==== Data supplied ====
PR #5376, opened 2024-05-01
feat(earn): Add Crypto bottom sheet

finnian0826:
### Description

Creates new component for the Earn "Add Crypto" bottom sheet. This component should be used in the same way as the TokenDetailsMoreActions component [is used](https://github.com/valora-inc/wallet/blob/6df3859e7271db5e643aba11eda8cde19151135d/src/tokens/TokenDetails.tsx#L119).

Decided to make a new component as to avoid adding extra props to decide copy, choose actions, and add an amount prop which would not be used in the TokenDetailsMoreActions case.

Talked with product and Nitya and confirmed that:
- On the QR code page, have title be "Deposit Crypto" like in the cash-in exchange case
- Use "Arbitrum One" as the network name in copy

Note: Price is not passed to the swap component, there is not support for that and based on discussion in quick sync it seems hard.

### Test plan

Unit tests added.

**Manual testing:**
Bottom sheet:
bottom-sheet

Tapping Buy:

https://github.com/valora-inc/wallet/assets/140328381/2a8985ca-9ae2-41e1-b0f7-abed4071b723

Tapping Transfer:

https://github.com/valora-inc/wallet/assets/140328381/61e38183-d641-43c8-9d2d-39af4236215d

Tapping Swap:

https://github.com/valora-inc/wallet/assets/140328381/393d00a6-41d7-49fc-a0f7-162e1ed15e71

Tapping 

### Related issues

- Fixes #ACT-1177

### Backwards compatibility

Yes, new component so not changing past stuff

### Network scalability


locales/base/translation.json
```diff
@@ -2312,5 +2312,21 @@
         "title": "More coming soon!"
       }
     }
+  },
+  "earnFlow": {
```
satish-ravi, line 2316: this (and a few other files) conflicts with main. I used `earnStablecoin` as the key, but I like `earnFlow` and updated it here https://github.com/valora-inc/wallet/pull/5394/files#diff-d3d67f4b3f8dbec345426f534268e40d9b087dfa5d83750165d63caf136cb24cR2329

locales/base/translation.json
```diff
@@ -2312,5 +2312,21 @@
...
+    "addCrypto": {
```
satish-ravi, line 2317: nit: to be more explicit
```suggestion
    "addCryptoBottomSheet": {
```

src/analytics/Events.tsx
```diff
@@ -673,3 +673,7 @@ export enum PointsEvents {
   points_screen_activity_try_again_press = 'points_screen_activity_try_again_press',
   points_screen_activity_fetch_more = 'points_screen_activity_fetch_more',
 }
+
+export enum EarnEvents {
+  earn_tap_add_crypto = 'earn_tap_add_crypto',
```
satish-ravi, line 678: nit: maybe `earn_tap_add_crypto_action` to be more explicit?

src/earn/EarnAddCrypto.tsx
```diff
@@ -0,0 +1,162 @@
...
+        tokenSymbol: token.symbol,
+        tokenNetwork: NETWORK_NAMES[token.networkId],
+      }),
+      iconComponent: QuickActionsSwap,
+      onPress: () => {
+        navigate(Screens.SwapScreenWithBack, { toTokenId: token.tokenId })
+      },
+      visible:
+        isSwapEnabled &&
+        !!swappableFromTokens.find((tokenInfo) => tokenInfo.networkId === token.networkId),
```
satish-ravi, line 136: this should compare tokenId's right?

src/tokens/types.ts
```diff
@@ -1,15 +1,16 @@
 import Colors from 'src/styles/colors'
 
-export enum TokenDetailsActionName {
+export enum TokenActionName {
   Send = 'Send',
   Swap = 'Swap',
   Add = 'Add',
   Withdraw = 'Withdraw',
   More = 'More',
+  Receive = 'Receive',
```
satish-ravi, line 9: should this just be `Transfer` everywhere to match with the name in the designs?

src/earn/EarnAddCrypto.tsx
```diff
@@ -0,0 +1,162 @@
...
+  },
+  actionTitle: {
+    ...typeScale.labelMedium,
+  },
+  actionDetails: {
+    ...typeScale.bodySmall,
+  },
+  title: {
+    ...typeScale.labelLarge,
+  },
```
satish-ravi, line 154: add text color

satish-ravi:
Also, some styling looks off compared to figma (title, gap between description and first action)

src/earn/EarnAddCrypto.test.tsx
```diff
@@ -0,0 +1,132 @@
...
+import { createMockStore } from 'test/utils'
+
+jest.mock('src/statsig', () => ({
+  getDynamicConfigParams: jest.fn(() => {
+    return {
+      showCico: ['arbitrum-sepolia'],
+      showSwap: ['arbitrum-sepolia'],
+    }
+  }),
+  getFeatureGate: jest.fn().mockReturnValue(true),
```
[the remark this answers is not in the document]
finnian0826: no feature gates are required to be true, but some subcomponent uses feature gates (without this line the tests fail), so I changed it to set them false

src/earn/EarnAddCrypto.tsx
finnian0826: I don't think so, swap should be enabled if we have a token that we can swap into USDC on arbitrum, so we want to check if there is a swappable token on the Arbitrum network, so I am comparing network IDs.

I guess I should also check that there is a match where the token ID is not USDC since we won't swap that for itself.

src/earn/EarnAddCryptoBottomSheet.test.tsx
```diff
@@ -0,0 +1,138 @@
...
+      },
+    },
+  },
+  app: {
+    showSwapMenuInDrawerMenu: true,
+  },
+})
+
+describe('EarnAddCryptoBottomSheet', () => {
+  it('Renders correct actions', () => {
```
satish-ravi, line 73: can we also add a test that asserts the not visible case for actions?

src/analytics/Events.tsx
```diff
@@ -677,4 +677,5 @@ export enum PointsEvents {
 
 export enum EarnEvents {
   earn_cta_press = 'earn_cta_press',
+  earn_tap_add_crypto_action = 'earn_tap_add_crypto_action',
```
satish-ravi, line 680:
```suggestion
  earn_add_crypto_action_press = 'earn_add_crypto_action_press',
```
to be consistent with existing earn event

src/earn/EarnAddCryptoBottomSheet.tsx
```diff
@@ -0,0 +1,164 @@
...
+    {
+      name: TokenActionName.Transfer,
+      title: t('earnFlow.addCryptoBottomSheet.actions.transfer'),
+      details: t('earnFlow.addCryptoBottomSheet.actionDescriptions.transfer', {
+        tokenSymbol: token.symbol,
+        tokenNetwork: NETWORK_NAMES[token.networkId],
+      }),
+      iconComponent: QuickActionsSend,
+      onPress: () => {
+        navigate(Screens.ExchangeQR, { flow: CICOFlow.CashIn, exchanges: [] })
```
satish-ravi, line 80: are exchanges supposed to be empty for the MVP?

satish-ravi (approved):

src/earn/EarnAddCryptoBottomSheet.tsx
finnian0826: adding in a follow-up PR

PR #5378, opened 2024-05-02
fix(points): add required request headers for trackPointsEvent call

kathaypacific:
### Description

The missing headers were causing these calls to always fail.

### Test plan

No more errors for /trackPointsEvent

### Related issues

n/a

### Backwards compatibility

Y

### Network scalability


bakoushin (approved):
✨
====
*Your task*.
Select every line of the material above holding the word "visible" and copy it.

*Response*.
+      visible:
satish-ravi, line 73: can we also add a test that asserts the not visible case for actions?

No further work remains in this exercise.